大韓民国(以下、韓国)がベトナム戦争に派兵した韓国人兵士が強姦し現地ベトナム人女性の間に生まれた子供、あるいはパリ協定による韓国軍の撤退と、その後のベトナム共和国(南ベトナム)政府の崩壊により取り残された子供のことである。
京郷新聞によれば、ベトナム戦争が終わって残された子供は少なくとも3000人以上、2、3万人との推算もある。ベトナム人女性が韓国兵や会社員などと結婚し生まれた子どももいるとされるが、韓国兵による強姦によって生まれた子どもも多数存在し、国際問題となっている。
ライ「𤳆」(𤳆=「男」偏に「來」旁)はベトナム語で「混血」を意味し、ダイハンは「大韓」(朝:대한)のベトナム語読みであるが、「ライダイハン」という語そのものがベトナムの公式文書に現れる例は少ない。韓国では、ベトナム語からの借用語として取り入れられ、「ライタイハン」(朝:라이따이한)のように発音される。
ライダイハンの正確な数は、依然として、はっきりとは分かっていない。1500人(朝日新聞・1995年5月2日)、2千人(野村進)、500万人(産経新聞)、最小5千人・最大3万人(釜山日報)、7千人、1万人以上(名越二荒之助など)など諸説ある。出産者数だけでもこの人数であり、実際の強姦の被害者数はこの数倍だと考えられている。

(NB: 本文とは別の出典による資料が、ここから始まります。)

PR #5741, opened 2019-09-10
EIP-2046 independent activation

gumb0:
Addresses https://github.com/ethereum/aleth/issues/5789

It introduces support for individual EIP activation without fork, then moves EIP-2046 implementation from Berlin fork definition to this new individual model of activation.

#### Implementing new EIP
- Add new member to `AdditionalEIPs` struct https://github.com/ethereum/aleth/pull/5741/files#diff-c93cb246fbbc22300c737cb7ce2a2741R57-R60
- If EIP affects anything outside EVM, the helper `ChainOperationParams::isEIPXXXXEnabled` would be helpful https://github.com/ethereum/aleth/pull/5741/files#diff-c93cb246fbbc22300c737cb7ce2a2741R72-R75
- If EIP affects EVM, affected prices/flags should be set to `EVMSchedule` in the function `addEIPsToSchedule` https://github.com/ethereum/aleth/pull/5741/files#diff-363b4e07ecbf6ed5a7eb650e5cb69bcbR12-R19

#### Including EIP into the new fork definition, after it's accepted
- Remove EIP member from `AdditionalEIPs` struct
- If EIP affects anything outside EVM, modify `ChainOperationParams::isEIPXXXXEnabled` helper https://github.com/ethereum/aleth/pull/5741/files#diff-c93cb246fbbc22300c737cb7ce2a2741R76-R80
- If EIP affects EVM remove it from `addEIPsToSchedule` and add to the fork's `EVMSchedule` instance

#### Writing a unit test
- Instantiate `ChainParams` with additional EIPs activated using `ChainParams(string, AdditionalEIPs)` constructor https://github.com/ethereum/aleth/pull/5741/files#diff-bca8e2c5f9ec26d6b11f9fd86abd6338R815-R817

#### Writing consensus state test
- Use `Forkname+EIPXXXX` instead of regular fork name.
See example test for EIP2046 that I created https://github.com/ethereum/tests/commit/8bbbd484227684339ec64ed6a0083d0b137436c8
(based on existing `CallIdentitiy_1` test)

### Limitations / future improvements (if needed)
- Not supported in blockchain tests, transaction tests
- Not supported in generating blockchain tests from state tests
- Not supported in chain config json, only in testeth. So it's not possible to create a chain with individual EIPs activated, that also means it won't work for retesteth.

These should be fairly easy to support though.

@winsvega please review the changes in testeth. Basically it operates now with a network name string (which can possibly contain additional EIP numbers) in the places where it used to use `eth::Network`. Then creates `ChainParams` based on this string, when it needs to execute the transaction.

### DIFF
--- a/libethcore/ChainOperationParams.cpp
+++ b/libethcore/ChainOperationParams.cpp
@@ -6,7 +6,6 @@
 #include "ChainOperationParams.h"
 #include <libdevcore/CommonData.h>
 #include <libdevcore/Log.h>
-#include <libethcore/EVMSchedule.h>
 
 using namespace std;
 using namespace dev;
@@ -38,17 +37,13 @@ ChainOperationParams::ChainOperationParams():
 
 EVMSchedule const& ChainOperationParams::scheduleForBlockNumber(u256 const& _blockNumber) const
 {
-    EVMSchedule const& fixedForkSchedule = constScheduleForBlockNumber(_blockNumber);
-
-    if (_blockNumber < lastForkBlock)
-        return fixedForkSchedule;
-
-    static EVMSchedule const lastForkWithAdditionalEIPsSchedule =
-        addEIPs(fixedForkSchedule, lastForkAdditionalEIPs);
-    return lastForkWithAdditionalEIPsSchedule;
+    if (_blockNumber >= lastForkBlock)
+        return lastForkWithAdditionalEIPsSchedule;
+    else
+        return fixedScheduleForBlockNumber(_blockNumber);
 }
 
-EVMSchedule const& ChainOperationParams::constScheduleForBlockNumber(u256 const& _blockNumber) const
+EVMSchedule const& ChainOperationParams::fixedScheduleForBlockNumber(u256 const& _blockNumber) const
 {
     if (_blockNumber >= experimentalForkBlock)
         return ExperimentalSchedule;
--- a/libethcore/ChainOperationParams.cpp
+++ b/libethcore/ChainOperationParams.cpp
@@ -4,8 +4,10 @@
 
 
 #include "ChainOperationParams.h"
-#include <libdevcore/Log.h>
 #include <libdevcore/CommonData.h>
+#include <libdevcore/Log.h>
+#include <libethcore/EVMSchedule.h>
+
 using namespace std;
 using namespace dev;
 using namespace eth;
@@ -35,6 +37,18 @@ ChainOperationParams::ChainOperationParams():
 }
 
 EVMSchedule const& ChainOperationParams::scheduleForBlockNumber(u256 const& _blockNumber) const
+{
+    EVMSchedule const& fixedForkSchedule = constScheduleForBlockNumber(_blockNumber);
+
+    if (_blockNumber < lastForkBlock)
+        return fixedForkSchedule;
+
+    static EVMSchedule const lastForkWithAdditionalEIPsSchedule =
+        addEIPs(fixedForkSchedule, lastForkAdditionalEIPs);
+    return lastForkWithAdditionalEIPsSchedule;
+}
+
+EVMSchedule const& ChainOperationParams::constScheduleForBlockNumber(u256 const& _blockNumber) const
 {
     if (_blockNumber >= experimentalForkBlock)
         return ExperimentalSchedule;
--- a/libethcore/ChainOperationParams.cpp
+++ b/libethcore/ChainOperationParams.cpp
@@ -40,10 +40,10 @@ EVMSchedule const& ChainOperationParams::scheduleForBlockNumber(u256 const& _blo
     if (_blockNumber >= lastForkBlock)
         return lastForkWithAdditionalEIPsSchedule;
     else
-        return fixedScheduleForBlockNumber(_blockNumber);
+        return forkScheduleForBlockNumber(_blockNumber);
 }
 
-EVMSchedule const& ChainOperationParams::fixedScheduleForBlockNumber(u256 const& _blockNumber) const
+EVMSchedule const& ChainOperationParams::forkScheduleForBlockNumber(u256 const& _blockNumber) const
 {
     if (_blockNumber >= experimentalForkBlock)
         return ExperimentalSchedule;
--- a/libethcore/ChainOperationParams.h
+++ b/libethcore/ChainOperationParams.h
@@ -9,12 +9,12 @@
 #include <libethcore/Precompiled.h>
 
 #include "Common.h"
-#include "EVMSchedule.h"
 
 namespace dev
 {
 namespace eth
 {
+struct EVMSchedule;
 
 class PrecompiledContract
 {
@@ -53,6 +53,11 @@ private:
 
 constexpr int64_t c_infiniteBlockNumber = std::numeric_limits<int64_t>::max();
 
+struct AdditionalEIPs
+{
+    bool eip2046 = false;
+};
+
 struct ChainOperationParams
 {
     ChainOperationParams();
@@ -62,9 +67,23 @@ struct ChainOperationParams
     /// The chain sealer name: e.g. Ethash, NoProof, BasicAuthority
     std::string sealEngineName = "NoProof";
 
+    // Example of how to check EIP activation from outside of EVM:
+    // bool isEIP2046Enabled(u256 const& _blockNumber) const
+    // {
+    //     return _blockNumber >= lastForkBlock && lastForkAdditionalEIPs.eip2046;
+    // }
+    // After hard fork finalization this is changed to:
+    // bool isEIP2046Enabled(u256 const& _blockNumber) const
+    // {
+    //     return _blockNumber >= berlinForkBlock;
+    // }
+
     /// General chain params.
 private:
     u256 m_blockReward;
+
+    EVMSchedule const& constScheduleForBlockNumber(u256 const& _blockNumber) const;
+
 public:
     EVMSchedule const& scheduleForBlockNumber(u256 const& _blockNumber) const;
     u256 blockReward(EVMSchedule const& _schedule) const;
@@ -86,6 +105,8 @@ public:
     u256 experimentalForkBlock = c_infiniteBlockNumber;
     u256 istanbulForkBlock = c_infiniteBlockNumber;
     u256 berlinForkBlock = c_infiniteBlockNumber;
+    u256 lastForkBlock = c_infiniteBlockNumber;
+    AdditionalEIPs lastForkAdditionalEIPs;
     int chainID = 0;    // Distinguishes different chains (mainnet, Ropsten, etc).
     int networkID = 0;  // Distinguishes different sub protocols.
 
--- a/libethcore/ChainOperationParams.h
+++ b/libethcore/ChainOperationParams.h
@@ -6,6 +6,7 @@
 #pragma once
 
 #include <libdevcore/Common.h>
+#include <libethcore/EVMSchedule.h>
 #include <libethcore/Precompiled.h>
 
 #include "Common.h"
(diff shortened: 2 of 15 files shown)


gumb0:
Rebased.

libethcore/ChainOperationParams.h
```diff
@@ -62,11 +68,24 @@ struct ChainOperationParams
     /// The chain sealer name: e.g. Ethash, NoProof, BasicAuthority
     std::string sealEngineName = "NoProof";
 
+    // Example of how to check EIP activation from outside of EVM:
```
halfalicious: Can we simplify this: 

    // Example of how to check EIP activation from outside of EVM:
    // bool isEIP2046Enabled(u256 const& _blockNumber) const
    // {
    //     return _blockNumber >= lastForkBlock && lastForkAdditionalEIPs.eip2046;
    // }
    // After hard fork finalization this is changed to:
    // bool isEIP2046Enabled(u256 const& _blockNumber) const
    // {
    //     return _blockNumber >= berlinForkBlock;
    // }

Instead of having a separate "is enabled" function for each EIP could we instead have a "isEipEnabled" function which takes both a block number and eip number and does the check? You'd need to add a switch statement in the function but overall I think it would result in cleaner code since you'd have fewer function signatures

libethcore/ChainOperationParams.cpp
```diff
@@ -35,6 +36,14 @@ ChainOperationParams::ChainOperationParams():
 }
 
 EVMSchedule const& ChainOperationParams::scheduleForBlockNumber(u256 const& _blockNumber) const
+{
+    if (_blockNumber >= lastForkBlock)
+        return lastForkWithAdditionalEIPsSchedule;
+    else
+        return fixedScheduleForBlockNumber(_blockNumber);
```
halfalicious: (Nit) Would a better name for this function be something like "forkScheduleforBlockNumber"? As someone who's unfamiliar with this part of the code I don't know what a "fixed" schedule is 😀

libethcore/EVMSchedule.cpp
```diff
@@ -0,0 +1,21 @@
...
+// Licensed under the GNU General Public License, Version 3.
+
+#include "EVMSchedule.h"
+#include <libethcore/ChainOperationParams.h>
+
+namespace dev
+{
+namespace eth
+{
+EVMSchedule addEIPsToSchedule(EVMSchedule const& _schedule, AdditionalEIPs const& _eips)
```
halfalicious: Why don't we modify `_schedule` instead of creating a new `EVMSchedule `instance?

halfalicious:
You mentioned in the issue that the syntax for specifying at runtime which EIPs to enable is a delimited list of EIPs - is there a chance that different EIPs can change the same settings so the ordering of the EIPs in the list matters? Or is this generally not a concern?

halfalicious:
What happens if someone specifies an eip not in the "AdditionalEIPs" struct? Presumably we get some sort of error?

libethereum/ChainParams.cpp
```diff
@@ -147,6 +180,18 @@ ChainParams ChainParams::loadGenesis(string const& _json, h256 const& _stateRoot
     return cp;
 }
 
+ChainParams ChainParams::addEIPs(AdditionalEIPs const& _eips) const
+{
+    ChainParams cp(*this);
```
halfalicious: {}?

libethereum/ChainParams.h
```diff
@@ -51,6 +59,9 @@ struct ChainParams: public ChainOperationParams
     ChainParams loadConfig(std::string const& _json, h256 const& _stateRoot = {},
         const boost::filesystem::path& _configPath = {}) const;
 
+    /// Activatie additional EIPs on top of the last fork block
```
halfalicious: Typo (Activatie -> Activate)

libethereum/ChainParams.cpp
```diff
@@ -147,6 +180,18 @@ ChainParams ChainParams::loadGenesis(string const& _json, h256 const& _stateRoot
     return cp;
 }
 
+ChainParams ChainParams::addEIPs(AdditionalEIPs const& _eips) const
```
halfalicious: If we can't update the existing ChainParams instance, should we make this a static function instead?

test/tools/libtesteth/ImportTest.cpp
```diff
@@ -50,6 +50,25 @@ int mainnetChainID()
         ChainParams(genesisInfo(eth::Network::MainNetworkTest)).chainID;
     return c_mainnetChainID;
 }
+
+ChainParams createChainParamsForNetwork(string const& _networkName)
+{
+    // network name may be network+EIPs
+    vector<string> networkAndEIPs;
+    boost::algorithm::split(networkAndEIPs, _networkName, boost::is_any_of("+"));
```
halfalicious: There's no appropriate STL function that we can use?

test/tools/libtesteth/ImportTest.cpp
```diff
@@ -855,11 +896,11 @@ void ImportTest::traceStateDiff()
 
     for(auto const& tr : m_transactions)
     {
-        if (network == netIdToString(tr.netId) || network == "ALL")
+        if (network == tr.netId || network == "ALL")
```
halfalicious: (Nit) Perhaps we should make this comparison case-insensitive?

libethereum/ChainParams.cpp
```diff
@@ -37,6 +59,12 @@ ChainParams::ChainParams(string const& _json, h256 const& _stateRoot)
     *this = loadConfig(_json, _stateRoot);
 }
 
+ChainParams::ChainParams(std::string const& _s, AdditionalEIPs const& _additionalEIPs)
```
halfalicious: (Nit) Can we choose a name for the `_s `arg which reflects the semantics of the data it contains?

libethereum/ChainParams.cpp
```diff
@@ -37,6 +59,12 @@ ChainParams::ChainParams(string const& _json, h256 const& _stateRoot)
...
+  : ChainParams(_s)
+{
+    *this = addEIPs(_additionalEIPs);
```
halfalicious: I think this approach is a little confusing (calling another ctor which sets some state and then overwriting the current instance) - I'd prefer if the addEIPs function either updates the current instances state (i.e. it's non-const) or we turn this ctor into a static function which calls `addEIPs ` and returns the result.

test/tools/libtesteth/ImportTest.cpp
```diff
@@ -307,7 +343,7 @@ bytes ImportTest::executeTest(bool _isFilling)
             if (Options::get().verbosity > 2)
             {
                 std::cout << "Executed transaction: \n";
```
halfalicious: Should we use boost loggers here? Or can this code be called before boost loggers are initialized?

gumb0:
> You mentioned in the issue that the syntax for specifying at runtime which EIPs to enable is a delimited list of EIPs - is there a chance that different EIPs can change the same settings so the ordering of the EIPs in the list matters? Or is this generally not a concern?

@halfalicious In theory it's possible, even if not about the same settings, some rules might be interrelated so that the order of applying matters... But I think the complexity of handling such flexibility is not worth the trouble for now (that is, EIPs in close areas will be applied in hard-coded order)

> What happens if someone specifies an eip not in the "AdditionalEIPs" struct? Presumably we get some sort of error?

Not sure if I understand the question, but if someone implements an EIP, there will be some kind of check against chainParams to activate it - like without this individual activation the check looked like `if (blockNumber >= chainParams.EIP158ForkBlock)` - and this way EIP is included in some fork definition.

libethcore/ChainOperationParams.h
gumb0: I wanted these functions to be very efficient (constant time), because they might be called in any hot path of consensus-critical code (only outside of EVM though). So minimizing the overhead of these helpers might be important for benchmarking EIP implementations and in general.

Implementing this with a switch would mean O(n) linear search for each such check, where n would grow with each new implemented EIP.

libethcore/ChainOperationParams.cpp
gumb0: yes, will change

libethcore/EVMSchedule.cpp
gumb0: Can't modify becasue fork schedules are constants. I can make it a static method or maybe a new constrctor of `EVMSchedule`

libethereum/ChainParams.cpp
gumb0: Agree, this is complicated. I originally added only `addEIPs` and made it similar to `loadConfig` and `loadGenesis` (which create new instance out of the current one)

But now I think I should remove `addEIPs` and leave only this constructor.

test/tools/libtesteth/ImportTest.cpp
gumb0: Not really, string functions are pretty low-level and/or verbose (like you could of cource `string::find` in a loop)

I like boost string functions because they create higher-level code, e.g. similar to split/join functions of other languages.

(We're probably going to get split via ranges in C++20 https://stackoverflow.com/questions/48402558/how-to-split-a-stdstring-into-a-range-v3-of-stdstring-views)

test/tools/libtesteth/ImportTest.cpp
gumb0: It's case-sensitive everywhere in testeth, I'd leave it like this.

(these strings are actually field names test JSON files, so proper behaviour depends on whether field names are case-sensitive in JSON, are they?)

test/tools/libtesteth/ImportTest.cpp
gumb0: I think we should, however testeth has its own hacking around logging and handling verbosities, so I'm not going to touch it here.

test/tools/libtesteth/ImportTest.cpp
halfalicious: Makes sense, if it's already case sensitive let's leave it alone.

test/tools/libtesteth/ImportTest.cpp
halfalicious: Makes sense, let's leave it alone

libethereum/ChainParams.cpp
```diff
@@ -37,6 +59,16 @@ ChainParams::ChainParams(string const& _json, h256 const& _stateRoot)
     *this = loadConfig(_json, _stateRoot);
 }
 
+ChainParams::ChainParams(std::string const& _configJson, AdditionalEIPs const& _additionalEIPs)
+  : ChainParams(_configJson)
+{
+    lastForkAdditionalEIPs = _additionalEIPs;
```
halfalicious: (Nit) Can we initialize this as a part of the initializers list?

libethcore/EVMSchedule.h
```diff
@@ -19,6 +19,8 @@ struct EVMSchedule
 {
     EVMSchedule(): tierStepGas(std::array<unsigned, 8>{{0, 2, 3, 5, 8, 10, 20, 0}}) {}
     EVMSchedule(bool _efcd, bool _hdc, unsigned const& _txCreateGas): exceptionalFailedCodeDeposit(_efcd), haveDelegateCall(_hdc), tierStepGas(std::array<unsigned, 8>{{0, 2, 3, 5, 8, 10, 20, 0}}), txCreateGas(_txCreateGas) {}
+    // consturct schedule with additional EIPs on top
```
halfalicious: (Nit) Spelling typo

libethereum/ChainParams.cpp
gumb0: No, because these are members of the base class

gumb0:
@winsvega @chfast I'm going to merge this today, if no reviews from you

彼ら(彼女ら)の中には父親の記憶を持たず、朝鮮語も話せず、写真だけが唯一残された思い出という者もいる。韓国との混血児は名乗りでないとの主張もある。韓国政府およびベトナム政府による調査が行われないまま、長期間、問題が放置されてきたことにより、被害者数の正確な把握が困難になったという批判もある。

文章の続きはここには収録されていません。